Technische Daten BMW F 900 XR:
- Motor: Wassergekühlter 2-Zylinder-Viertaktmotor
- Getriebe: Sechsganggetriebe
- Hubraum: 895 Kubik
- Leistung: 77 kW/105 PS bei 8.500 U/min
- max. Drehmoment: 88 Nm bei 6.750 U/min
- Bremse vorne: Doppelscheibenbremse, schwimmend gelagerte Bremsscheiben,
Durchmesser 320 mm, 4-Kolben-Radialbremssattel
- Bremse hinten: Doppelscheibenbremse, schwimmend gelagerte Bremsscheiben,
Durchmesser 320 mm, 4-Kolben-Radialbremssattel
- Reifen vorne: 120/70 ZR 17
- Reifen hinten: 180/55 ZR 17
- Sitzhöhe: 825 mm (Sitzbank hoch 840 mm Sitzbank niedrig 775 mm)
- Antrieb: Endlos O-Ring-Kette mit Ruckdämpfung in der Hinterradnabe
- Tankinhalt: 15,5 Liter (3,5 Liter davon Reserve)
- Verbrauch: 4,2 l/100 km
- Trockengewicht: 219 kg
- Höchstgeschwindigkeit: 200 km/h
- Preis: ab 11.400 Euro

Technische Daten BMW S 1000 XR:
- Motor: Öl-/wassergekühlter 4-Zylinder 4-Takt-Reihenmotor
- Getriebe: Sechsganggetriebe
- Hubraum: 999 Kubikzentimeter
- Leistung: 121 kW/165 PS bei 11.000 U/min
- max.

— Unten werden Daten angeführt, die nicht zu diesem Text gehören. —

PR #2326, opened 2021-11-01
Update category_uid attribute mapping

JeroenVanLeusden:
Update of https://github.com/Smile-SA/elasticsuite/pull/2315.

`category_uid` is the base64 encoded value of `category_id` and not a copy.

- https://devdocs.magento.com/guides/v2.4/graphql/queries/category-list.html
- https://github.com/magento/magento2/blob/2.4-develop/app/code/Magento/CatalogGraphQl/Model/Category/Hydrator.php#L66

### DIFF
--- a/src/module-elasticsuite-catalog/Model/Product/Indexer/Fulltext/Datasource/CategoryData.php
+++ b/src/module-elasticsuite-catalog/Model/Product/Indexer/Fulltext/Datasource/CategoryData.php
@@ -14,6 +14,7 @@
 
 namespace Smile\ElasticsuiteCatalog\Model\Product\Indexer\Fulltext\Datasource;
 
+use Magento\Framework\GraphQl\Query\Uid;
 use Smile\ElasticsuiteCore\Api\Index\DatasourceInterface;
 use Smile\ElasticsuiteCatalog\Model\ResourceModel\Product\Indexer\Fulltext\Datasource\CategoryData as ResourceModel;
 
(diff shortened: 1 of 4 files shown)


src/module-elasticsuite-catalog/Model/Product/Indexer/Fulltext/Datasource/CategoryData.php
```diff
@@ -57,9 +57,10 @@ public function addData($storeId, array $indexData)
             $categoryDataRow = array_merge(
                 $categoryDataRow,
                 [
-                    'category_id' => (int) $categoryDataRow['category_id'],
-                    'is_parent'   => (bool) $categoryDataRow['is_parent'],
-                    'name'        => (string) $categoryDataRow['name'],
+                    'category_id'   => (int) $categoryDataRow['category_id'],
+                    'category_uid'  => base64_encode((string) $categoryDataRow['category_id']),
```
romainruaud, line 61: can you add some local caching ? 

and also do it with ``$this->uidEncoder->encode((string) $category->getId());`` ? This will require injecting the uidEncoder but will ensure that if Magento implementation of the encoder changes, we also benefit the change.

romainruaud (changes requested):

src/module-elasticsuite-catalog/Model/Product/Indexer/Fulltext/Datasource/CategoryData.php
JeroenVanLeusden: Why is caching the `category_uid` necessary if every `$categoryDataRow` is unique?

romainruaud: let's imagine we have product A, B and C belonging to category Y.

we will compute base64_encode(Y) three times (for each row), but we could compute it only one time and get it from cache on next calls.

JeroenVanLeusden: @romainruaud Added local caching.

romainruaud:
Okay, sounds good to me like this (technically).

Can you just fix the remaining code quality failures (you can see them by opening the check details) and this will be ready for merge.

Regards

JeroenVanLeusden:
@romainruaud done!

romainruaud:
Sorry, I finally reverted your PR : ```Magento\Framework\GraphQl\Query\Uid``` does not exist in Magento 2.4.1 which is a supported version for us.

Shame on me, I forgot to launch the integration tests on your PR, I only saw the failure after it was merged :/ 

Can you open a new PR containing something that could be backward compatible ? I think just using base64_encode for now would be fine until we drop support of Magento 2.4.1 and are able to use their Uid Encoder. 

Or maybe something inspired of this, which can be seend as similar (test if a class provided by MSI is existing, otherwise do something else) : https://github.com/Smile-SA/elasticsuite/blob/2.10.x/src/module-elasticsuite-catalog/Model/Product/Indexer/Fulltext/Datasource/InventoryData.php#L88

Sorry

Drehmoment: 144 Nm bei 9.250 U/min
- Bremse vorne: Doppelscheibenbremse, Durchmesser 320 mm, 4-Kolben-Festsattel
- Bremse hinten: Einscheibenbremse, Durchmesser 265 mm, 2-Kolben Schwimmsattel
- Reifen vorne: 120/70 ZR 17
- Reifen hinten: 190/55 ZR 17
- Sitzhöhe: 840 mm
- Antrieb: Kettenantrieb (Kette 525)
- Tankinhalt: 20 Liter (4 Liter davon Reserve)
- Verbrauch: 6,2 l/100 km
- Trockengewicht: 226 kg
- Höchstgeschwindigkeit: 250 km/h
- Preis: ab 16.950 Euro

Dieser Artikel aus der Kategorie MOTORRAD wurde von Rainer Unruh am 30.09.2020, 09:15 Uhr veröffentlicht.